- Opening Delimiter -
PR #11, opened 2022-01-09
Extend LicenseGenerator and mod_naplicense to support more crypto schemes

jacwil:
Adds a couple overloads to validateLicense to support an optional "signing scheme" parameter. Justification is for future proofing as crypto algorithms can be broken and considered weak with research and time (e.g. SHA1 could become weak just as MD5).

This change was made with backwards compatibility in mind, avoiding any surprises to developers unless they explicitly add the new parameter to their calls to validateLicense and the "licensegenerator" tool.

Demo has been updated to show use of the signing scheme parameter and promote adoption of a stronger hashing function.


modules/naplicense/src/licenseservice.cpp
```diff
@@ -51,26 +51,44 @@ namespace nap
...
+		else if (signingScheme == nap::SigningScheme::RSASS_PKCS1v15_SHA224)
+			verifier = new CryptoPP::RSASS<CryptoPP::PKCS1v15, CryptoPP::SHA224>::Verifier(pub_file);
+		else if (signingScheme == nap::SigningScheme::RSASS_PKCS1v15_SHA256)
+			verifier = new CryptoPP::RSASS<CryptoPP::PKCS1v15, CryptoPP::SHA256>::Verifier(pub_file);
+		else if (signingScheme == nap::SigningScheme::RSASS_PKCS1v15_SHA384)
+			verifier = new CryptoPP::RSASS<CryptoPP::PKCS1v15, CryptoPP::SHA384>::Verifier(pub_file);
+		else if (signingScheme == nap::SigningScheme::RSASS_PKCS1v15_SHA512)
+			verifier = new CryptoPP::RSASS<CryptoPP::PKCS1v15, CryptoPP::SHA512>::Verifier(pub_file);
+
+		return verifier;
```
cklosters, line 69: Can you return a `unique_ptr<T>` instead of raw pointer here? We don't allow the use of raw pointers this way, although limited to this scope it can be a potential memory leak. Maybe it's a good idea to change the name to `createVerifier`?

modules/naplicense/src/licenseservice.cpp
```diff
@@ -51,26 +51,44 @@ namespace nap
 	}
 
 
-	static bool rsaVerifyFile(const std::string& publicKey, const std::string& licenseFile, const std::string& signatureFile)
+	static CryptoPP::PK_Verifier* getVerifier(const std::string& publicKey, nap::SigningScheme signingScheme)
+	{
+		CryptoPP::StringSource pub_file(publicKey.c_str(), true, new CryptoPP::HexDecoder);
+		CryptoPP::PK_Verifier* verifier = nullptr;
+		if (signingScheme == nap::SigningScheme::RSASS_PKCS1v15_SHA1)
```
cklosters, line 58: We prefer switch statements over if else blocks. All cases must be handled, therefore `default` asserts and returns nullptr.

modules/naplicense/src/signingscheme.h
```diff
@@ -0,0 +1,21 @@
+#pragma once
+
+// External Includes
+#include <nap/resource.h>
```
cklosters, line 4: This include is not necessary

tools/licensegenerator/src/commandline.h
```diff
@@ -38,6 +38,7 @@ class CommandLine
 			ValueArg<std::string>			date					("d",  "date", "Expiry date, format: day/month/year -> 30/12/2025", false, "", "expiry_date");
 			ValueArg<std::string>			tag						("t",  "tag", "Additional information", false, "", "tag");
 			ValueArg<std::string>			uuid					("u",  "uuid", "Generate unique user id", false, "", "uuid");
+			ValueArg<std::string>			signing_scheme			("s",  "signing_scheme", "Signing scheme", false, "", "signing_scheme");
```
cklosters, line 41: Can we provide the options here? 'RSASS_PKCS1v15_SHA1' etc.

tools/licensegenerator/src/main.cpp
```diff
@@ -174,6 +242,17 @@ int main(int argc, char* argv[])
...
+	// Set signing scheme
+	std::string signingScheme;
+	if (!commandLine.mSignScheme.empty())
+	{
+		signingScheme = commandLine.mSignScheme;
+		if (!validateSigningScheme(signingScheme))
+			return -1;
+	}
+	else
+		signingScheme = "RSASS_PKCS1v15_SHA1";
```
cklosters, line 254: Since this is the default signing scheme, maybe declare it at the top of the file as `constexpr` and include it as first entry in the list of available options?

```
constexpr const char* defaultSigningSceme = "RSASS_PKCS1v15_SHA1";
constexpr const char* supportedSigningSchemes[] =
{
	defaultSigningSceme,
	"RSASS_PKCS1v15_SHA224",
	"RSASS_PKCS1v15_SHA256",
	"RSASS_PKCS1v15_SHA384",
	"RSASS_PKCS1v15_SHA512"
};
```

```
// Set signing scheme
std::string signingScheme = defaultSigningSceme;
if (!commandLine.mSignScheme.empty())
{
	signingScheme = commandLine.mSignScheme;
	if (!validateSigningScheme(signingScheme))
		return -1;
}
```

cklosters (commented):
I welcome this addition and understand the need for additional (stronger) crypto schemes. I have some small suggestions, see comments, but other than that everything looks fine and I'm willing to merge. Thanks!

tools/licensegenerator/src/main.cpp
```diff
@@ -69,22 +77,54 @@ static bool isNumber(const std::string& s)
...
+	else if (signingScheme == "RSASS_PKCS1v15_SHA224")
+		signer = new RSASS<PKCS1v15, SHA224>::Signer(privFile);
+	else if (signingScheme == "RSASS_PKCS1v15_SHA256")
+		signer = new RSASS<PKCS1v15, SHA256>::Signer(privFile);
+	else if (signingScheme == "RSASS_PKCS1v15_SHA384")
+		signer = new RSASS<PKCS1v15, SHA384>::Signer(privFile);
+	else if (signingScheme == "RSASS_PKCS1v15_SHA512")
+		signer = new RSASS<PKCS1v15, SHA512>::Signer(privFile);
+
+	return signer;
```
cklosters, line 101: Can you return a `std::unique_ptr<PK_Signer>` instead of raw pointer here?

cklosters:
Ideally, in the future, we use RTTI to automatically bind a name to a specific type, as declared by the `SigningScheme`. This would remove the need to declare the supported schemes explicitly in the licencegenerator .cpp file. RTTI can be used to get all the supported names from the enum directly. This not possible at the moment because rtti is not linked into the project.

tools/licensegenerator/src/main.cpp
jacwil: That looks much cleaner. Thanks!

jacwil:
> I welcome this addition and understand the need for additional (stronger) crypto schemes. I have some small suggestions, see comments, but other than that everything looks fine and I'm willing to merge. Thanks!

Thanks for the feedback. I'll make the changes and push a commit when I have a little free time this week.

tools/licensegenerator/src/commandline.h
jacwil: In progress

jacwil:
@cklosters I pushed a commit to improve the PR. Let me know if I missed anything.

I'm still exploring the project and will double-click on the RTTI portion. I haven't knowingly used it in C++ before but if it draws me in enough then don't be surprised to see a future PR on this topic. Thanks!

modules/naplicense/src/signingscheme.h
```diff
@@ -0,0 +1,18 @@
+#pragma once
+
+namespace nap
+{
+	/**
+	 * Signing schemes. Used by the nap::LicenseService to validate a license.  
+	 * Signing scheme used to generate a license with the 'licensegenerator' tool must
+	 * match the signing scheme passed to the nap::LicenseService.
+	 */
+	enum class NAPAPI SigningScheme
```
jacwil, line 10: @cklosters should this be in a new namespace instead of directly under `nap`? I'm in the middle of taking a swipe at the RTTI topic.

cklosters: You could introduce a new namespace, in this case 'license'. We often do this for types associated with a specific module to improve readability and search, for example: `nap::uniform::modelMatrix` or `nap::icon::help` (coming in new release). But in this case, because it's a one-off and the name is rather unique already, I don't see the need to do that right now. `ESigningScheme` is fine.

cklosters:
Thanks for adding the `RTTI` type information to the enum. This allows us to automatically resolve the requested scheme at runtime through type inspection, when we link in `mod_naplicense` into the 'licensegenerator' tool. Bringing signing and verification together. I'll take a look at your other changes asap. Thanks for taking the time to implement the changes, much appreciated.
- Closing Delimiter -
* What the task asks: Transcribe every record. Match each line exactly.

* Result below:
PR #11, opened 2022-01-09
Extend LicenseGenerator and mod_naplicense to support more crypto schemes

jacwil:
Adds a couple overloads to validateLicense to support an optional "signing scheme" parameter. Justification is for future proofing as crypto algorithms can be broken and considered weak with research and time (e.g. SHA1 could become weak just as MD5).

This change was made with backwards compatibility in mind, avoiding any surprises to developers unless they explicitly add the new parameter to their calls to validateLicense and the "licensegenerator" tool.

Demo has been updated to show use of the signing scheme parameter and promote adoption of a stronger hashing function.


modules/naplicense/src/licenseservice.cpp
```diff
@@ -51,26 +51,44 @@ namespace nap
...
+		else if (signingScheme == nap::SigningScheme::RSASS_PKCS1v15_SHA224)
+			verifier = new CryptoPP::RSASS<CryptoPP::PKCS1v15, CryptoPP::SHA224>::Verifier(pub_file);
+		else if (signingScheme == nap::SigningScheme::RSASS_PKCS1v15_SHA256)
+			verifier = new CryptoPP::RSASS<CryptoPP::PKCS1v15, CryptoPP::SHA256>::Verifier(pub_file);
+		else if (signingScheme == nap::SigningScheme::RSASS_PKCS1v15_SHA384)
+			verifier = new CryptoPP::RSASS<CryptoPP::PKCS1v15, CryptoPP::SHA384>::Verifier(pub_file);
+		else if (signingScheme == nap::SigningScheme::RSASS_PKCS1v15_SHA512)
+			verifier = new CryptoPP::RSASS<CryptoPP::PKCS1v15, CryptoPP::SHA512>::Verifier(pub_file);
+
+		return verifier;
```
cklosters, line 69: Can you return a `unique_ptr<T>` instead of raw pointer here? We don't allow the use of raw pointers this way, although limited to this scope it can be a potential memory leak. Maybe it's a good idea to change the name to `createVerifier`?

modules/naplicense/src/licenseservice.cpp
```diff
@@ -51,26 +51,44 @@ namespace nap
 	}
 
 
-	static bool rsaVerifyFile(const std::string& publicKey, const std::string& licenseFile, const std::string& signatureFile)
+	static CryptoPP::PK_Verifier* getVerifier(const std::string& publicKey, nap::SigningScheme signingScheme)
+	{
+		CryptoPP::StringSource pub_file(publicKey.c_str(), true, new CryptoPP::HexDecoder);
+		CryptoPP::PK_Verifier* verifier = nullptr;
+		if (signingScheme == nap::SigningScheme::RSASS_PKCS1v15_SHA1)
```
cklosters, line 58: We prefer switch statements over if else blocks. All cases must be handled, therefore `default` asserts and returns nullptr.

modules/naplicense/src/signingscheme.h
```diff
@@ -0,0 +1,21 @@
+#pragma once
+
+// External Includes
+#include <nap/resource.h>
```
cklosters, line 4: This include is not necessary

tools/licensegenerator/src/commandline.h
```diff
@@ -38,6 +38,7 @@ class CommandLine
 			ValueArg<std::string>			date					("d",  "date", "Expiry date, format: day/month/year -> 30/12/2025", false, "", "expiry_date");
 			ValueArg<std::string>			tag						("t",  "tag", "Additional information", false, "", "tag");
 			ValueArg<std::string>			uuid					("u",  "uuid", "Generate unique user id", false, "", "uuid");
+			ValueArg<std::string>			signing_scheme			("s",  "signing_scheme", "Signing scheme", false, "", "signing_scheme");
```
cklosters, line 41: Can we provide the options here? 'RSASS_PKCS1v15_SHA1' etc.

tools/licensegenerator/src/main.cpp
```diff
@@ -174,6 +242,17 @@ int main(int argc, char* argv[])
...
+	// Set signing scheme
+	std::string signingScheme;
+	if (!commandLine.mSignScheme.empty())
+	{
+		signingScheme = commandLine.mSignScheme;
+		if (!validateSigningScheme(signingScheme))
+			return -1;
+	}
+	else
+		signingScheme = "RSASS_PKCS1v15_SHA1";
```
cklosters, line 254: Since this is the default signing scheme, maybe declare it at the top of the file as `constexpr` and include it as first entry in the list of available options?

```
constexpr const char* defaultSigningSceme = "RSASS_PKCS1v15_SHA1";
constexpr const char* supportedSigningSchemes[] =
{
	defaultSigningSceme,
	"RSASS_PKCS1v15_SHA224",
	"RSASS_PKCS1v15_SHA256",
	"RSASS_PKCS1v15_SHA384",
	"RSASS_PKCS1v15_SHA512"
};
```

```
// Set signing scheme
std::string signingScheme = defaultSigningSceme;
if (!commandLine.mSignScheme.empty())
{
	signingScheme = commandLine.mSignScheme;
	if (!validateSigningScheme(signingScheme))
		return -1;
}
```

cklosters (commented):
I welcome this addition and understand the need for additional (stronger) crypto schemes. I have some small suggestions, see comments, but other than that everything looks fine and I'm willing to merge. Thanks!

tools/licensegenerator/src/main.cpp
```diff
@@ -69,22 +77,54 @@ static bool isNumber(const std::string& s)
...
+	else if (signingScheme == "RSASS_PKCS1v15_SHA224")
+		signer = new RSASS<PKCS1v15, SHA224>::Signer(privFile);
+	else if (signingScheme == "RSASS_PKCS1v15_SHA256")
+		signer = new RSASS<PKCS1v15, SHA256>::Signer(privFile);
+	else if (signingScheme == "RSASS_PKCS1v15_SHA384")
+		signer = new RSASS<PKCS1v15, SHA384>::Signer(privFile);
+	else if (signingScheme == "RSASS_PKCS1v15_SHA512")
+		signer = new RSASS<PKCS1v15, SHA512>::Signer(privFile);
+
+	return signer;
```
cklosters, line 101: Can you return a `std::unique_ptr<PK_Signer>` instead of raw pointer here?

cklosters:
Ideally, in the future, we use RTTI to automatically bind a name to a specific type, as declared by the `SigningScheme`. This would remove the need to declare the supported schemes explicitly in the licencegenerator .cpp file. RTTI can be used to get all the supported names from the enum directly. This not possible at the moment because rtti is not linked into the project.

tools/licensegenerator/src/main.cpp
jacwil: That looks much cleaner. Thanks!

jacwil:
> I welcome this addition and understand the need for additional (stronger) crypto schemes. I have some small suggestions, see comments, but other than that everything looks fine and I'm willing to merge. Thanks!

Thanks for the feedback. I'll make the changes and push a commit when I have a little free time this week.

tools/licensegenerator/src/commandline.h
jacwil: In progress

jacwil:
@cklosters I pushed a commit to improve the PR. Let me know if I missed anything.

I'm still exploring the project and will double-click on the RTTI portion. I haven't knowingly used it in C++ before but if it draws me in enough then don't be surprised to see a future PR on this topic. Thanks!

modules/naplicense/src/signingscheme.h
```diff
@@ -0,0 +1,18 @@
+#pragma once
+
+namespace nap
+{
+	/**
+	 * Signing schemes. Used by the nap::LicenseService to validate a license.  
+	 * Signing scheme used to generate a license with the 'licensegenerator' tool must
+	 * match the signing scheme passed to the nap::LicenseService.
+	 */
+	enum class NAPAPI SigningScheme
```
jacwil, line 10: @cklosters should this be in a new namespace instead of directly under `nap`? I'm in the middle of taking a swipe at the RTTI topic.

cklosters: You could introduce a new namespace, in this case 'license'. We often do this for types associated with a specific module to improve readability and search, for example: `nap::uniform::modelMatrix` or `nap::icon::help` (coming in new release). But in this case, because it's a one-off and the name is rather unique already, I don't see the need to do that right now. `ESigningScheme` is fine.

cklosters:
Thanks for adding the `RTTI` type information to the enum. This allows us to automatically resolve the requested scheme at runtime through type inspection, when we link in `mod_naplicense` into the 'licensegenerator' tool. Bringing signing and verification together. I'll take a look at your other changes asap. Thanks for taking the time to implement the changes, much appreciated.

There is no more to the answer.